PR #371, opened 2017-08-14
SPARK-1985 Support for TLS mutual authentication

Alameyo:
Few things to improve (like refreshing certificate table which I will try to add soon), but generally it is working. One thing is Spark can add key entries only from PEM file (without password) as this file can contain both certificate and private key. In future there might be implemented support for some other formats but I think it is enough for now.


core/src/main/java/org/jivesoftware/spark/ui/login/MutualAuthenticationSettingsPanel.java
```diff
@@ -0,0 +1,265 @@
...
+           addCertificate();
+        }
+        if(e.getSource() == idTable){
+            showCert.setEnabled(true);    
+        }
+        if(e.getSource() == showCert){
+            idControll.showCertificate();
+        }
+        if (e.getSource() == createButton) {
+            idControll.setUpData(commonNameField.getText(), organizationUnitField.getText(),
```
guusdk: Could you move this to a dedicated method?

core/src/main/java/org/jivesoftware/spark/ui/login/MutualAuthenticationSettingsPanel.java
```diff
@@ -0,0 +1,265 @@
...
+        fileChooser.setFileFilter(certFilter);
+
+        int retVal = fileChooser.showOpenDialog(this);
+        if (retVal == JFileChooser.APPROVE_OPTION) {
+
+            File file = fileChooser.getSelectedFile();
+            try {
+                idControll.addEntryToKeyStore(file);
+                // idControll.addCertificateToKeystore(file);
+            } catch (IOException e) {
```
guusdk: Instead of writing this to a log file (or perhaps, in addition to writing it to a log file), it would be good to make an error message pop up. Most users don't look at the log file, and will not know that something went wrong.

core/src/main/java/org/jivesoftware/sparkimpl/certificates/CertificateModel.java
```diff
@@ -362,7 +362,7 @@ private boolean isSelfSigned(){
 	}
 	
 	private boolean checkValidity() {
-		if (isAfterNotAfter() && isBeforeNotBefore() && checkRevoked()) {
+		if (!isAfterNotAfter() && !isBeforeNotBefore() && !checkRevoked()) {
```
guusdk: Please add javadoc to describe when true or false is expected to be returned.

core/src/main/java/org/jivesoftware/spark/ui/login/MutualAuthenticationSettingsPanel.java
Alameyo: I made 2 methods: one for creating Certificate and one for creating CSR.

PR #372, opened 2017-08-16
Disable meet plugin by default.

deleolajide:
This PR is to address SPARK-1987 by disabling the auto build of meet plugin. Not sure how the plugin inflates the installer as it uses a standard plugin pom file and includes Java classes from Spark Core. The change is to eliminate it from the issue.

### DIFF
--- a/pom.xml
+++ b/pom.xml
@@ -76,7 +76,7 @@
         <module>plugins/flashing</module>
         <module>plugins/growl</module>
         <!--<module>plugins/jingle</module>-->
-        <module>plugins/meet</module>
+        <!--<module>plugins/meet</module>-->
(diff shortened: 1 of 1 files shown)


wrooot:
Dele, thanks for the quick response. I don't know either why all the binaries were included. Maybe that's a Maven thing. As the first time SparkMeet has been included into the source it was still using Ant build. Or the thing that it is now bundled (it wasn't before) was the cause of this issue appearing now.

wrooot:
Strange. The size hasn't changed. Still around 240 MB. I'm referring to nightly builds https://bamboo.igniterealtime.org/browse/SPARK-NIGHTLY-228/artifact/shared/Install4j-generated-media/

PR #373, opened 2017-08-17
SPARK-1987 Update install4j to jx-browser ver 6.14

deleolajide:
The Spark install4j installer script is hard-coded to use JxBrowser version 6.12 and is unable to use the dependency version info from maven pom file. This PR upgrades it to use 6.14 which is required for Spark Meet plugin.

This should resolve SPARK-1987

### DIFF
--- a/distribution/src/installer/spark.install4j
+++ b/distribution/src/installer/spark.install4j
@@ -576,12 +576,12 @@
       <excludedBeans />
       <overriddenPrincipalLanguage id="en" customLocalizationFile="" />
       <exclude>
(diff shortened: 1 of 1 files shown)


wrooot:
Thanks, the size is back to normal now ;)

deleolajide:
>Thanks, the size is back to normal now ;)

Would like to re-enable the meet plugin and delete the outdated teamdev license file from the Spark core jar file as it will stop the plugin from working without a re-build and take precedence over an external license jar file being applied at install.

--*--

Copy every line of the data that carries the word "back".

■ Answer to this problem:
Thanks, the size is back to normal now ;)
>Thanks, the size is back to normal now ;)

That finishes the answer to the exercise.